Kamervragen over honden- en kattenbontverordening
16 december 2008 - kamerstuk
Kamerbrief met antwoorden op Kamervragen waarin de minister meldt dat
zij de benodigde voorbereidingen heeft getroffen voor het verbod op de
handel in katten- en hondenbont in de EU per 1 januari 2009.
Geachte voorzitter,
Hierbij doe ik u de antwoorden toekomen op vragen van het lid Van Gent (GroenLinks)
over het bericht dat handelaren in honden- en kattenbont voorlopig vrij spel hebben.
1
Kent u het bericht "Bonthandelaren hebben 'voorlopig' vrij spel om het gruwelijk
verkregen katten- en hondenbont vals te labelen als nep-bont (Faux Fur)"?
Ja.
2 en 9
Is het waar dat "niemand" bij de Nederlandse overheid zich bezighoudt met de
verordening ten aanzien van het importverbod van katten- en hondenbont en van
producten die dergelijk bont bevatten? Zo ja, hoe is dit mogelijk?
Herkent u zich in het beeld dat Nederland "de verordening op een stoffige plank heeft
laten liggen"?
Nee. Ik heb de benodigde voorbereidingen getroffen voor de uitvoering van verordening
(EG) nr. 1523/2007 van het Europees Parlement en de Raad van 11 december 2007
houdende een verbod op het in de handel brengen, de invoer naar en de uitvoer uit de
Gemeenschap van katten- en hondenbont en van producten die dergelijk bont bevatten
per 1 januari 2009.
3, 4 en 10
Is het waar dat Nederland uiterlijk 31 december 2008 de Europese Commissie er van in
kennis moet stellen welke analysemethoden zij gaat hanteren om katten- en hondenbont
uit te sluiten en welke sancties volgen als dit bont wordt aangetroffen? Zo ja, wordt deze
deadline gehaald?
Komt de handhaving van de verordening in gevaar door de mogelijke vertraging?

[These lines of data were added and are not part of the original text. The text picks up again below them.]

PR #33, opened 2022-03-17
[🔥AUDIT🔥] Upload the new supergraphql gateway config to gcs when we upload the old js one.

csilvers:
🖍 _This is an audit!_ 🖍

## Summary:
queryplanner (the replacement for graphql-gateway) uses a different
style of config file -- the new supergraph format rather than the
csdl.  Until the replacement is copmlete, we need to upload them both.

I protect this upload in an "if exists" check so things don't break
for znd's or other old branches.

This is the analogue of #21, when we were using the go gateway configs.

Issue: https://khanacademy.atlassian.net/browse/INFRA-7637

## Test plan:
Fingers crossed


dbraley (commented):
LGTM

PR #35, opened 2022-03-21
[🔥AUDIT🔥] Run prime-query-plan-cache via the shell symlink, not directly.

csilvers:
🖍 _This is an audit!_ 🖍

## Summary:
I'd lke ot move prime-query-plan-cache from graphql-gateway-2 to
graphql-gateway.  We shouldn't need to change our jenkins jobs when we
do that!  We already have a symlink in tools/ that we can/should use
instead.

While in the area, I cleaned up a few other graphql-gateway references.

Issue: https://khanacademy.atlassian.net/browse/INFRA-7739

## Test plan:


dbraley (commented):
👍🏻

PR #36, opened 2022-03-23
Get rid of the sync-captions jenkins job.

csilvers:
## Summary:
It hasn't been run in over a year, so presumably whatever it's doing
is now done some other way (or not at all).

Issue: https://khanacademy.atlassian.net/browse/INFRA-7722

## Test plan:
None


dnerdy (commented):
Alrighty!

csilvers:
@dnerdy do you mind approving?

dnerdy (approved):
> @dnerdy do you mind approving?

Sure. If the job isn't used, it isn't used.

PR #39, opened 2022-03-24
[🔥AUDIT🔥] Remove graphql-gateway-2 from the list of required services.

csilvers:
🖍 _This is an audit!_ 🖍

## Summary:
Nothing in master users graphql-gateway-2 anymore, so we don't need to
start it up in this script.  Which is good, because soon that service
will be going away entirely!

Issue: https://khanacademy.atlassian.net/browse/INFRA-7739

## Test plan:
Fingers crossed -- we'll make sure build-current-sqlite succeeds tomorrow.


dbraley (commented):
👍🏻

PR #259, opened 2025-01-22
Don't call yarn directly in jenkins-jobs.

jeresig:
## Summary:
This is a follow-up to:
https://github.com/Khan/webapp/pull/28829

I changed the few places where we install packages to use `make npm_deps` instead. The two places where we were calling a yarn script I now use the new shell script for this, instead. This is all in service of moving off of yarn v1 to pnpm v10 instead.

Issue: FEI-6143

## Test plan:
Will need to deploy the webapp changes first. But I'm a bit unclear on how to best test this!

### DIFF
--- a/jobs/demo-district-update-pass.groovy
+++ b/jobs/demo-district-update-pass.groovy
@@ -40,13 +40,13 @@ BUILD_NAME = "build demo-district-password-update";
 def _setupWebapp() {
    kaGit.safeSyncToOrigin("git@github.com:Khan/webapp", params.CYPRESS_GIT_REVISION);
    dir("webapp/services/static") {
-      sh("yarn install");
+      sh("make npm_deps");
    }
 }
 
 def runScript() {
    def workDir = "webapp/services/static/javascript/districts-package/__e2e-tests__";
-   def runCypressArgs = ["yarn",
+   def runCypressArgs = ["./dev/tools/run_pkg_script.sh",
                          "cypress",
                          "run", 
                          "--spec",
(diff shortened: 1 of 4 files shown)


kevinb-khan (approved):
LGTM 🎉

csilvers (approved):
It would be great if you updated the commit message to make it clearer that the reason for doing this is to enable an eventual transition away from yarn.

Assuming that's the motivation, this looks good to me!  I knew `make` would win the day in the end. :-)

> Will need to deploy the webapp changes first. But I'm a bit unclear on how to best test this!

The easiest way is once your webapp changes are in master.  Then you can pick the latest run for each of these jobs and hit `replay`, e.g. https://jenkins.khanacademy.org/job/deploy/job/e2e-test/70455/replay/.  Then replace the entire "main script" section with your new code (as of this PR), and run it.

It looks like demo-district and e2e-test-cycloud are not currently passing, so I don't know that you can test them.  For webapp-maintenance, I think it's fine to just wait until the weekend and see how it does; it's not the end of the world if it fails.  But you can also do the "replay" thing for that if you'd like.

csilvers:
If you want to test before your webapp changes are deployed, you can do that too.  It'll take two steps.  First, you run the job (say, e2e-test) on the branch you want to test; that is, you set `GIT_REVISION` to point to your branch.  Once that's started -- you can let it run to completion, or abort it -- you can select that job and hit "replay" and put in your new code.

jobs/demo-district-update-pass.groovy
```diff
@@ -40,13 +40,13 @@ BUILD_NAME = "build demo-district-password-update";
 def _setupWebapp() {
    kaGit.safeSyncToOrigin("git@github.com:Khan/webapp", params.CYPRESS_GIT_REVISION);
    dir("webapp/services/static") {
-      sh("yarn install");
+      sh("make npm_deps");
```
rgagarinr, line 43: Thanks, John, for fixing it!

PR #260, opened 2025-01-22
Integrate e2e-test-cycloud job with Buildmaster

rgagarinr:
Issue: FEI-6125

Summary:
This draft PR introduces a Cypress Cloud job that runs in parallel with the existing Lambda e2e-test job. It also includes a Mocha implementation for each worker. (Note: The Mocha implementation requires updates with `yarn`, which can be addressed in a subsequent PR.)

The primary goal is to utilize Jenkins stash functionality to capture and merge all junit reports into a single file, enabling streamlined processing.


jobs/e2e-test-cycloud.groovy
```diff
@@ -166,15 +166,25 @@ def runAllTestClients() {
...
+      "--reporter mocha-junit-reporter",
+      "--reporter-options mochaFile=${junitFile}"
+   ];
 
    dir('webapp/services/static') {
+      // We build the secrets first, so that we can create test users in our
+      // tests.
+      sh("yarn cypress:secrets");
       exec(runE2ETestsArgs);
    }
```
rgagarinr, line 189: The idea is stashing of individual worker results `stash includes: "${resultsDir}/junit-${workerId}.xml", name: "worker-${workerId}-results";`

jobs/e2e-test.groovy
```diff
@@ -338,7 +359,11 @@ onWorker(WORKER_TYPE, '5h') {     // timeout
...
          // for actual smoketest-code errors in analyzeResults(), below.
-         runLambdaTest();
+         parallel([
+               "run-lambdatest": { runLambdaTest(); },
+               "test-cycloud": { runCypressCloud(); },
+            ]);
+         // runLambdaTest();
       }
 
       stage("Analyzing results") {
```
rgagarinr, line 369:
```
// Collect results from the triggered job
        stage("Collect Cypress Results") {
            def resultsDir = "results";
            def mergedResults = "${resultsDir}/junit-merged.xml";

            sh("mkdir -p ${resultsDir}");

            // Unstash results from all workers
            for (int i = 0; i < params.NUM_WORKER_MACHINES.toInteger(); i++) {
                unstash name: "worker-${i}-results";
            }

            // Merge results into a single JUnit XML file
            sh("""
                find ${resultsDir} -name '*.xml' -print0 | xargs -0 cat > ${mergedResults}
            """);

            echo("Merged results written to ${mergedResults}");
        }
```

jobs/e2e-test-cycloud.groovy
```diff
@@ -166,15 +166,25 @@ def runAllTestClients() {
...
+      "./dev/cypress/e2e/tools/start-cypress-cloud-run.ts",
+      "--cyConfig baseUrl=\"${E2E_URL}\"",
+      "--reporter mocha-junit-reporter",
+      "--reporter-options mochaFile=${junitFile}"
+   ];
 
    dir('webapp/services/static') {
+      // We build the secrets first, so that we can create test users in our
+      // tests.
+      sh("yarn cypress:secrets");
```
csilvers, line 187: Cc @jeresig -- is this something we need to be doing some other way, now?

jobs/e2e-test-cycloud.groovy
```diff
@@ -166,15 +166,25 @@ def runAllTestClients() {
 def runE2ETests(workerId) {
```
csilvers, line 166: What directory are we in when this function is run?

jobs/e2e-test-cycloud.groovy
jeresig: Yes - this will need to use the new wrapper script I added here: https://github.com/Khan/webapp/pull/28829 good catch! I'm going to be landing the script to master today.

jobs/e2e-test-cycloud.groovy
```diff
@@ -166,15 +166,25 @@ def runAllTestClients() {
...
+   // Define which environment we're running against, and setting up junit report
    def e2eEnv = E2E_URL == "https://www.khanacademy.org" ? "prod" : "preprod";
-
-   // NOTE: We hard-code the values here as it is an experiment that will be
-   // removed soon.
-   def runE2ETestsArgs = ["env", "CYPRESS_PROJECT_ID=2c1iwj", "CYPRESS_RECORD_KEY=4c530cf3-79e5-44b5-aedb-f6f017f38cb5", "./dev/cypress/e2e/tools/start-cypress-cloud-run.ts"];
+   def resultsDir = "results"; // Directory to store results
+   def junitFile = "${resultsDir}/junit-${workerId}.xml";
+
+   // Ensure the results directory exists
```
csilvers, line 174: Don't you also need to clear out any old xml files that might be there?

jobs/e2e-test-cycloud.groovy
csilvers: Are you planning on doing that in this PR, or a follow-up PR?

csilvers (commented):
This seems pretty safe to start off with, I appreciate you being careful about the new job not interfering with the existing job.  I want to make sure I understand about the `rm` first before approving though.

jobs/e2e-test-cycloud.groovy
```diff
@@ -166,15 +166,25 @@ def runAllTestClients() {
...
+   sh("mkdir -p ${resultsDir}");
+   
+   def runE2ETestsArgs = [
+      "./dev/cypress/e2e/tools/start-cypress-cloud-run.ts",
+      "--cyConfig baseUrl=\"${E2E_URL}\"",
+      "--reporter mocha-junit-reporter",
+      "--reporter-options mochaFile=${junitFile}"
```
somewhatabstract, line 181: **note:** This invocation will need to change. These args aren't supported by the runner and I'm not sure we need to provide them like this. I think most of this can be calculated internally to the code.

jobs/e2e-test.groovy
somewhatabstract: Is this how results get merged for unit tests too? If not, what's different and why?

jobs/e2e-test-cycloud.groovy
somewhatabstract: In addition, we're not going to do junit right away. That's a stretch goal once we have things working.

jobs/e2e-test-cycloud.groovy
somewhatabstract: We don't need to call `yarn cypress:secrets` at all. Secrets are handled as passed environment variables, rather than a JSON file.

jobs/e2e-test-cycloud.groovy
rgagarinr: Sorry for the confusion, but I think yes, we will work on the junit implementation after this PR.

jobs/e2e-test.groovy
rgagarinr: I think it’s a slightly different alternative way of how we might collect junit results - maybe more straightforward.

jobs/e2e-test-cycloud.groovy
rgagarinr: If I’m not mistaken, the script executes the runE2ETests function within the webapp/services/static directory. This is defined in the dir('webapp/services/static') block in the parent function (runAllTestClients).

jobs/e2e-test-cycloud.groovy
rgagarinr: Oh, thanks! Yeah, we need to clean up the old xml files first to avoid conflicts.

jobs/e2e-test-cycloud.groovy
csilvers: OK, you don't want to create the tmpdir in webapp/services/static/results -- you want it to be at the top level.  According to my web research, you can do:
```
resultsDir = "${WORKSPACE}/results"; // Directory to store results
```
but you'll have to test that.

Also, "results" is a very generic name.  How about something like "junit-output/"?

rgagarinr: Thanks, Craig! {WORKSPACE} works, yeah and I’ll rename `results`! cc @michaelmendoza42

Kunt u de Kamer garanderen dat vanaf 1 januari 2009 het importverbod op een
fatsoenlijke wijze gehandhaafd gaat worden?
Het is juist dat de Europese Commissie uiterlijk 31 december 2008 in kennis moet worden
gesteld van de te gebruiken analysemethoden en van de vastgestelde sanctiebepalingen.

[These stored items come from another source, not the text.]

PR #261, opened 2025-01-23
Add job to validate exercise IDs in assessments

timmcca-be:
## Summary:
Our interim assessments contain exercise IDs that we use to look up content, and we need to be alerted if any of those IDs become invalid. This job checks for invalid exercise IDs and alerts us if it finds any.

Issue: INFRA-10509

## Test plan:
Verify that the job ran correctly [in Jenkins](https://jenkins.khanacademy.org/job/misc/job/check-assessment-exercise-ids/). Note that the failure is intended - I made a test configuration invalid to ensure the alert would work.

### DIFF
--- a/jobs/check-assessment-exercise-ids.groovy
+++ b/jobs/check-assessment-exercise-ids.groovy
@@ -7,7 +7,9 @@
 import org.khanacademy.Setup;
 
 
-new Setup(steps).apply();
+new Setup(steps).addCronSchedule(
+   '0 * * * *' // Run every hour
+).apply();
 
 
 def _setupWebapp() {
@@ -20,7 +22,7 @@ def _setupWebapp() {
 def runScript() {
    withTimeout('1h') {
       dir("webapp") {
-         sh("go run services/assessments/cmd/check_assessments_exercise_ids/main.go");
+         exec(["go", "run", "services/assessments/cmd/check_assessments_exercise_ids/main.go"]);
       }
    }
 }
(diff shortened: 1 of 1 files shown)


jobs/check-assessment-exercise-ids.groovy
```diff
@@ -0,0 +1,41 @@
+// Loads all the assessment configs from datastore and checks to make sure that
+// their ExerciseIDs are valid (i.e., that there are published exercises with
+// those IDs).
+
+@Library("kautils")
+// Classes we use, under jenkins-jobs/src/.
+import org.khanacademy.Setup;
+
+
+new Setup(steps).apply();
```
csilvers, line 10: You want to run this as a cronjob, right?  So you need to add a cron step here.  Though maybe you're planning to do that later once you confirm this works?  I'd probably do it from the beginning, tbh.  It's pretty straightforward what you're doing and all the work is in the go binary, so this won't take a lot of iterating.

jobs/check-assessment-exercise-ids.groovy
```diff
@@ -0,0 +1,41 @@
...
+   withTimeout('1h') {
+      kaGit.safeSyncToOrigin("git@github.com:Khan/webapp", "master");
+   }
+}
+
+
+def runScript() {
+   withTimeout('1h') {
+      dir("webapp") {
+         sh("go run services/assessments/cmd/check_assessments_exercise_ids/main.go");
```
csilvers, line 23: This is fine, and certainly very common in our jenkins code, but I think it's a bit safer to do exec:
```
    exec(["go", "run", "services/..."]);
```
It's totally up to you.

csilvers (approved):
Looks great!

jobs/check-assessment-exercise-ids.groovy
timmcca-be: Ah okay, I thought I was supposed to configure that in Jenkins! Will add it now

Ik zal voor tijdige kennisgeving zorgdragen; van vertraging is geen sprake. Het verbod zal
conform de eisen van de verordening gehandhaafd worden.
5 en 8
Hoe gaat de handhaving van de verordening in Nederland uitgevoerd worden?

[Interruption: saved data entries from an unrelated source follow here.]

PR #263, opened 2025-02-06
update e2e-test-cycloud to merge and analyze test results

michaelmendoza42:
## Summary:

update e2e-test-cycloud to merge and analyze test results
in conjunction with webapp update: https://github.com/Khan/webapp/pull/29302

Issue: FEI-6124

## Test plan:
ran script on test job and the jobs were reporting successfully

### DIFF
--- a/jobs/e2e-test-cycloud.groovy
+++ b/jobs/e2e-test-cycloud.groovy
@@ -125,6 +125,8 @@ BUILD_NAME = "build e2e-cypress-test #${env.BUILD_NUMBER} (${E2E_URL}: ${params.
 
 // GIT_SHA1 is the sha1 for CYPRESS_GIT_REVISION.
 GIT_SHA1 = null;
+REPORT_DIR = "webapp/services/static/cypress/results/mochawesome"
+REPORT_NAME = "mochawesome-combined.json"
 
 // We have a dedicated set of workers for the second smoke test.
 WORKER_TYPE = (params.USE_FIRSTINQUEUE_WORKERS
@@ -132,13 +134,11 @@ WORKER_TYPE = (params.USE_FIRSTINQUEUE_WORKERS
 
 def initializeGlobals() {
    NUM_WORKER_MACHINES = params.NUM_WORKER_MACHINES.toInteger();
+   GIT_SHA1 = kaGit.resolveCommitish("git@github.com:Khan/webapp",
+           params.CYPRESS_GIT_REVISION);
 }
 
-
 def _setupWebapp() {
-   GIT_SHA1 = kaGit.resolveCommitish("git@github.com:Khan/webapp",
-                                        params.CYPRESS_GIT_REVISION);
-
    kaGit.safeSyncToOrigin("git@github.com:Khan/webapp", GIT_SHA1);
 
    dir("webapp/services/static") {
@@ -152,14 +152,17 @@ def runAllTestClients() {
    for (i = 0; i < NUM_WORKER_MACHINES; i++) {
       def workerId = i;  // avoid scoping problems
       jobs["e2e-test-${workerId}"] = {
-         swallowExceptions({
+         stage("e2e-worker-${workerId}") {
             onWorker(WORKER_TYPE, '2h') {
-                _setupWebapp();
-                runE2ETests(workerId);
+               _setupWebapp()
+               runE2ETests(workerId)
+               dir("${REPORT_DIR}") {
+                  stash includes: "*.json", name: "worker-${workerId}-reports"
+               }
             }
-         }, onException);
-      };
-   }
+         }
+      }
+   };
    parallel(jobs);
 }
 
@@ -170,12 +173,20 @@ def runE2ETests(workerId) {
    // in the LambdaTest build.
    def e2eEnv = E2E_URL == "https://www.khanacademy.org" ? "prod" : "preprod";
 
-   // NOTE: We hard-code the values here as it is an experiment that will be
-   // removed soon.
-   def runE2ETestsArgs = ["env", "CYPRESS_PROJECT_ID=2c1iwj", "CYPRESS_RECORD_KEY=4c530cf3-79e5-44b5-aedb-f6f017f38cb5", "./dev/cypress/e2e/tools/start-cypress-cloud-run.ts"];
+   def runE2ETestsArgs = [
+      "./dev/cypress/e2e/tools/start-cypress-cloud-run.ts",
+      "--cyConfig reporter=mochawesome"
+   ];
 
    dir('webapp/services/static') {
-      exec(runE2ETestsArgs);
+      // We build the secrets first, so that we can create test users in our
+      // tests.
+      sh("yarn cypress:secrets");
+
+      withEnv(["CYPRESS_PROJECT_ID=2c1iwj",
+               "CYPRESS_RECORD_KEY=4c530cf3-79e5-44b5-aedb-f6f017f38cb5"]) {
+         exec(runE2ETestsArgs);
+      }
    }
 }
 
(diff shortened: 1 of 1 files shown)


jobs/e2e-test-cycloud.groovy
```diff
@@ -17,94 +18,94 @@ new Setup(steps
...
-   "https://www.khanacademy.org"
+        "URL",
+        "The url-base to run these tests against.",
+        "https://www.khanacademy.org"
 
 )
-.addChoiceParam(
-   "TEST_TYPE",
-   """IGNORE: This is a dummy parameter that is only here to avoid breaking the
+        .addChoiceParam(
```
csilvers, line 29: This should be on one line: `).addChoiceParam(`.

jobs/e2e-test-cycloud.groovy
```diff
@@ -17,94 +18,94 @@ new Setup(steps
...
+                "TEST_TYPE",
+                """IGNORE: This is a dummy parameter that is only here to avoid breaking the
    communication with buildmaster""",
-   ["all", "deploy", "custom"]
+                ["all", "deploy", "custom"]
 
-).addStringParam(
-   "TESTS_TO_RUN",
-   """IGNORE: This is a dummy parameter that is only here to avoid breaking the
+        ).addStringParam(
```
csilvers, line 35: Not sure why this is indented, but it shouldn't be.  In general, I wonder if you want to revert all the whitespace changes here.

jobs/e2e-test-cycloud.groovy
```diff
@@ -152,30 +154,74 @@ def runAllTestClients() {
    for (i = 0; i < NUM_WORKER_MACHINES; i++) {
       def workerId = i;  // avoid scoping problems
       jobs["e2e-test-${workerId}"] = {
-         swallowExceptions({
```
csilvers, line 155: Do you not want to swallow exceptions anymore?

jobs/e2e-test-cycloud.groovy
```diff
@@ -152,30 +154,74 @@ def runAllTestClients() {
...
-   def runE2ETestsArgs = ["env", "CYPRESS_PROJECT_ID=2c1iwj", "CYPRESS_RECORD_KEY=4c530cf3-79e5-44b5-aedb-f6f017f38cb5", "./dev/cypress/e2e/tools/start-cypress-cloud-run.ts"];
+   def runE2ETestsArgs = [
+           "./dev/cypress/e2e/tools/start-cy-cloud-run.ts",
+           "--url=${E2E_URL}",
+           "--name=${BUILD_NAME}",
+   ];
 
    dir('webapp/services/static') {
-      exec(runE2ETestsArgs);
+      exec(runE2ETestsArgs);}
```
csilvers, line 184:
```suggestion
      exec(runE2ETestsArgs);
```

jobs/e2e-test-cycloud.groovy
```diff
@@ -152,30 +154,74 @@ def runAllTestClients() {
...
+   }
+}
+
+def unstashReports() {
+   def jsonFolders = []
+   dir("${REPORT_DIR}") {
+      for (i = 0; i < NUM_WORKER_MACHINES; i++) {
+         sh "mkdir -p ./${i}"
```
csilvers, line 192:
```suggestion
         exec(["mkdir", "-p", "${i}"]);
```
But I think you need to do an `rmdir` first.  Otherwise, the results from a previous run will still be sticking around here.

jobs/e2e-test-cycloud.groovy
```diff
@@ -152,30 +154,74 @@ def runAllTestClients() {
...
+         jsonFolders.add("${i}")
+         dir("./${i}") {
+            sh "pwd"
```
csilvers, line 195:
```suggestion
            sh("pwd");
```
We always use parens and semicolons in our groovy, even though the language doesn't require it.  (Here and below.)

jobs/e2e-test-cycloud.groovy
```diff
@@ -152,30 +154,74 @@ def runAllTestClients() {
...
+            try {
+               unstash "worker-${i}-reports"
+            } catch (Exception e) {
+               echo "Failed to unstash worker-${i}-reports: ${e.getMessage()}"
```
csilvers, line 199: You want to continue in this case?

jobs/e2e-test-cycloud.groovy
```diff
@@ -152,30 +154,74 @@ def runAllTestClients() {
...
+   ];
 
    dir('webapp/services/static') {
-      exec(runE2ETestsArgs);
+      exec(runE2ETestsArgs);}
+   }
+}
+
+def unstashReports() {
+   def jsonFolders = []
```
csilvers, line 189:
```suggestion
   def jsonFolders = [];
```
(You should check you have semicolons everywhere.)

jobs/e2e-test-cycloud.groovy
```diff
@@ -152,30 +154,74 @@ def runAllTestClients() {
...
+   }
+
+   // report-merged-results.ts is a new file
+   kaGit.safePullInBranch("webapp/services/static/dev/cypress/e2e/tools", params.CYPRESS_GIT_REVISION);
+
+   dir ('webapp/services/static') {
+      sh "ls ./dev/cypress/e2e/tools"
+      catchError(buildResult: "UNSTABLE", stageResult: "UNSTABLE",
+              message: "There were test failures!") {
+         sh "npx --yes tsx ./dev/cypress/e2e/tools/report-merged-results.ts ${foldersList.join(' ')}"
```
csilvers, line 223: Definitely use `exec` here, and I think you can just do `[...] + foldersList`.

csilvers (changes requested):
I like the general idea of stashing and unstashing!  Request Changes because there are some style issues that are keeping me from really understanding the code.  In particular, I don't understand exactly what happens when various parts of the system have framework errors -- when you can't unstash, or when a test you expect to be in the json files isn't there.

jobs/e2e-test-cycloud.groovy
```diff
@@ -17,94 +18,94 @@ new Setup(steps
 // We do a lot of e2e-test runs, and QA would like to be able to see details
 // for a bit longer.
 ).resetNumBuildsToKeep(
-   350,
+        350,
```
somewhatabstract, line 21: **nit:** It looks like your indent settings were wrong and this got formatted unnecessarily across the file. I would fix this to simplify the review.

jobs/e2e-test-cycloud.groovy
```diff
@@ -152,30 +154,74 @@ def runAllTestClients() {
    for (i = 0; i < NUM_WORKER_MACHINES; i++) {
       def workerId = i;  // avoid scoping problems
       jobs["e2e-test-${workerId}"] = {
-         swallowExceptions({
+         stage("e2e-worker-${workerId}") {
             onWorker(WORKER_TYPE, '2h') {
-                _setupWebapp();
-                runE2ETests(workerId);
+               _setupWebapp()
+               runE2ETests(workerId)
```
somewhatabstract, line 160: **suggestion:** You'll want to make sure old results are tidied up from genfiles before you run, I think.

jobs/e2e-test-cycloud.groovy
somewhatabstract: Yes, I believe something in this job somewhere needs to clean up old results files so that we're only reporting on this specific run.

jobs/e2e-test-cycloud.groovy
somewhatabstract: **suggestion:** Per Craig's question, I think we have to fail if we can't get our results.

somewhatabstract:
Does this include the changes @rgagarinr has ready to ensure we will run side-by-side with the LT version at first? If not, should that be a part of this PR so that it all lands at the same time or should that be separate?

jobs/e2e-test-cycloud.groovy
michaelmendoza42: yeah i'll revert them. didn't realize it until i saw it here.

jobs/e2e-test-cycloud.groovy
michaelmendoza42: ah yeah i think this is a remnant from debugging

rgagarinr:
> Does this include the changes @rgagarinr has ready to ensure we will run side-by-side with the LT version at first? If not, should that be a part of this PR so that it all lands at the same time or should that be separate?

This [PR](https://github.com/Khan/jenkins-jobs/pull/264) has already been approved we can merge both.

jobs/e2e-test-cycloud.groovy
csilvers: I think nothing runs because you haven't defined `onException` in this script.  You should copy it from webapp-test if you want it.  In general, you should think about what you want to actually happen if one of the workers throws an exception for some reason.  In webapp-test, we depend on analysis of the junit xml files to figure out what worked and what didn't, so swallowing exceptions is correct.  But it's not clear to me if that's what you're doing here or not.

csilvers (approved):
This seems right to me!  But I would do the following test-plan before landing:

Go to https://jenkins.khanacademy.org/job/misc/job/e2e-test-cycloud/lastSuccessfulBuild/, click on the "replay" button on the side, and replace all the text in the `main` textbox with your new code here.  And then run it and see how it goes.  It may not work if there are files you need in webapp that don't exist at the commit being tested, but if that turns out not to be an issue you can have confidence this is doing what you want!

Maybe you already did this, and just need to update the test plan.

P.S. why is this in the `misc` folder instead of `deploy`?  Do you intend it to be part of the deploy process one day?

Hebben de Nederlandse inspectiediensten voldoende expertise in huis om het
importverbod op een deugdelijke wijze te handhaven? Zo nee, hoe gaat u er op toezien
dat dergelijke expertise in huis gehaald wordt?
Overtreding van de bepalingen in verordening (EG) 1523/2007 wordt met ingang van 31
december 2008 strafbaar gesteld door middel van de Regeling van de Minister van
Landbouw, Natuur en Voedselkwaliteit van 2 december 2008 houdende strafbaarstelling
van bepalingen in verordening (EG) 1523/2007. Deze regeling zal medio december in de
Staatscourant worden gepubliceerd.
Het toezicht op de naleving van het verbod op de import van en de handel in honden- en
kattenbont zal door de Douane in samenwerking met de VWA worden uitgevoerd. De
Douane zal bij elke controle in relatie tot de in- of uitvoer van goederen controleren op
mogelijke schendingen van het verbod op honden en kattenbont. Bij vermoedelijke
inbreuk op het verbod draagt de Douane het onderzoek over aan de VWA. De VWA voert
daarnaast gerichte controles uit in het handelskanaal. Bij vermoeden van de aanwezigheid
van honden of kattenbont wordt het materiaal onderzocht in het laboratorium van de
VWA met behulp van microscopische detectie. Hiermee wordt vastgesteld of het materiaal
bestaat uit dierlijk bont of uit nepbont. Vervolgens wordt met microscopisch onderzoek
vastgesteld of het dierlijke bont afkomstig is van een konijn. In het geval dat sprake is van
dierlijk bont dat niet afkomstig is van een konijn, wordt het materiaal voor verder
onderzoek aangeboden aan een extern laboratorium waar met behulp van de
zogenaamde SIAM methode (Species Identification of Animals by Maldi-tof mass
spectometry) met grote nauwkeurigheid kan worden vastgesteld wat de dierlijke
herkomst van het bontmateriaal is. De VWA heeft in 2005 ervaring opgedaan met deze
werkwijze.
Wanneer de VWA na overdracht door de Douane constateert dat strafrechtelijk optreden
wenselijk is, draagt de VWA de zaak over aan de AID. Overtreding van bepalingen in
verordening (EG) 1523/2007 kan worden gestraft met een gevangenisstraf van ten hoogste
zes maanden, een taakstraf of een geldboete van de vijfde categorie.
6
Hoe gaat u er in Nederland op toezien, dat echt honden- en kattenbont niet onder het
label van nep-bont alsnog verkocht gaat worden?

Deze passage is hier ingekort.